In the first lines of their book entitled People Without History. India’s Muslim Ghettos, Seabrook and Siddiqui (1988, p. vi) express the lament that ‘rulers of India have become complacent.’ They argue that this results from two causes: ‘the flattery’ that the latter ‘have received, much of it from their erstwhile imperial masters’; and ‘the euphoria of high economic growth figures’ (Ibid.) which pushed, moreover, the privileged to look upon those left behind with suspicion. In their study published in 1988, the two authors examine the living conditions of Muslims in the slums of Kolkata. Their analysis remains of interest, since they underline that:
No longer responsive to injustice and inequality, the government of India appears content to attribute gratuitous malevolence to those who resist; and although the Maoists are currently the principal public enemy, Muslims are rarely far behind, since it is believed that they will not hesitate to use violence and terror as means of securing their aim – an aim which the Hindu Right sees, absurdly, distortedly, as dominance (Ibid.).
Islam is, in India, the second most practiced religion, its adherents, comprising about 172 million people, according to the latest census of 2011. The country has the third largest Muslim population in the world (after Indonesia and Pakistan). Rather than considering such a dimension as an asset that would contribute to the influence of India, not least within the Muslim world, Hindu nationalists who have gradually asserted themselves to obtain, at the Centre, a large government majority, have consistently questioned the Indian Muslims’ loyalty to the nation. In this way, they have if not justified at least tacitly contributed to the discrimination of which this community is the target.

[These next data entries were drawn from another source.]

Issue #4163, opened 2026-05-19
Flaky: test_send_stream_without_bandwidth_limit fails under build load (50ms threshold too tight)


sanity:
## Symptom

`transport::peer_connection::outbound_stream::tests::test_send_stream_without_bandwidth_limit` fails intermittently with:

```
panicked at crates/core/src/transport/peer_connection/outbound_stream.rs:994:9:
Transfer took too long without rate limit: 66.672457ms
```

The first part of this article will look at the conclusions of the 2005 Rajinder Sachar Committee and the reactions these provoked. Three years before the submission of this report, the State of Gujarat, ruled by a Hindu nationalist administration, had been the scene of extreme communalist violence that particularly affected the Muslim community which will be explored in the second part of the article. Called to the polls in May 2014, the majority of Indian citizens, voted for the Bharatiya Janata Party (BJP), and especially for a man whom they considered to represent the future of a country they wished powerful: Narendra Modi. Since then, a part of the Indian media has reported on worrying incidents that target the Muslim minority, even as they question the overarching plans of a central government which has at the very least done little to prevent such developments. India’s civil society, for its part, notwithstanding its claims of continuing attachment to the principle of pluralism, has tended towards a studied timidity in its response. This will form the third part of the article.
Reference:
Jeremy S., and Siddiqui, I. A. 1988, People Without History. India’s Muslim Ghettos, London: PlutoPress.